Dataset items:
%%

PR #3174, opened 2021-04-22
Use groupstate2

joakim-hove:
This is a second attempt at #3171 and #3173 combined.

This PR will remove the `GroupState` member from the `WellStateFullyIMplicitBlackOil` and create a microscopic class `WGState`which handles the well state and group state together as a pair. I am not saying that this very good, or the final destination for this refactoring, but the current code is more explicit, and that is in my opinion a step in the right direction.

The commits Step 1, Step 2, ... is just the way I organized the work. Will squash everything before merge. 

This quite banal refactoring was really hard work; when such conceptually simple refactorings are so hard I think that is the code trying to tell you something.

PR #3178, opened 2021-04-25
WellState will internalize PhaseUsage member

joakim-hove:
Small improvement in the #3174 effort.

### DIFF
--- a/opm/simulators/wells/BlackoilWellModel_impl.hpp
+++ b/opm/simulators/wells/BlackoilWellModel_impl.hpp
@@ -32,12 +32,12 @@
 namespace Opm {
     template<typename TypeTag>
     BlackoilWellModel<TypeTag>::
-    BlackoilWellModel(Simulator& ebosSimulator)
+    BlackoilWellModel(Simulator& ebosSimulator, const PhaseUsage& phase_usage)
         : ebosSimulator_(ebosSimulator),
-          phase_usage_(phaseUsageFromDeck(ebosSimulator_.vanguard().eclState())),
-          active_well_state_(phase_usage_.num_phases),
-          last_valid_well_state_(phase_usage_.num_phases),
-          nupcol_well_state_(phase_usage_.num_phases)
+          phase_usage_(phase_usage),
+          active_well_state_(phase_usage),
+          last_valid_well_state_(phase_usage),
+          nupcol_well_state_(phase_usage)
     {
         terminal_output_ = false;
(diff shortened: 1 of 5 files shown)


joakim-hove:
jenkins build this please

opm/simulators/wells/BlackoilWellModel_impl.hpp
```diff
@@ -74,6 +74,13 @@ namespace Opm {
         alternative_well_rate_init_ = EWOMS_GET_PARAM(TypeTag, bool, AlternativeWellRateInit);
     }
 
+    template<typename TypeTag>
+    BlackoilWellModel<TypeTag>::
+    BlackoilWellModel(Simulator& ebosSimulator) :
+        BlackoilWellModel(ebosSimulator, phaseUsageFromDeck(ebosSimulator_.vanguard().eclState()))
```
bska, line 80: Note: You can't use `ebosSimulator_` here since the data member is not initialised when we're here.  You'll need to use the `vanguard`from `ebosSimulator` (without the trailing underscore).

joakim-hove: Yes - thank you.

joakim-hove:
jenkins build this please

joakim-hove:
Objections to this?

joakim-hove:
jenkins build this please

opm/simulators/wells/WellState.hpp
```diff
@@ -354,13 +358,13 @@ namespace Opm
         WellState& operator=(const WellState& rhs) = default;
 
     private:
+        PhaseUsage phase_usage_;
```
bska, line 361: Hm, this is a bit dangerous.  I think you'll have to implement user-defined special member functions (i.e., assignment, copy constructor and their "move" counterparts) now.  The [`PhaseUsage`]() structure does not have proper value semantics since it contains two [built-in arrays](https://github.com/OPM/opm-simulators/blob/708645a2c07bb232609bff80f3967d1dc625a060/opm/core/props/BlackoilPhases.hpp#L46-L47) instead of proper objects.

joakim-hove: OK - I'll use `std::array<>` in `PhaseUsage`

joakim-hove:
jenkins build this please

bska:
Thanks a lot for the updates. I'll merge into master now.

PR #3179, opened 2021-04-26
Add json dump to GroupState

joakim-hove:
Add functionality to create a json dump of the GroupState object. Initially created to debug: #3174, but code on My machine indicates that this will also be valuable when debugging the restart capabilities.


joakim-hove:
jenkins build this please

%%

Your reply should hold only the lines from the first line of the records through the one with "This is a second", reproduced word for word.

PR #3174, opened 2021-04-22
Use groupstate2

joakim-hove:
This is a second attempt at #3171 and #3173 combined.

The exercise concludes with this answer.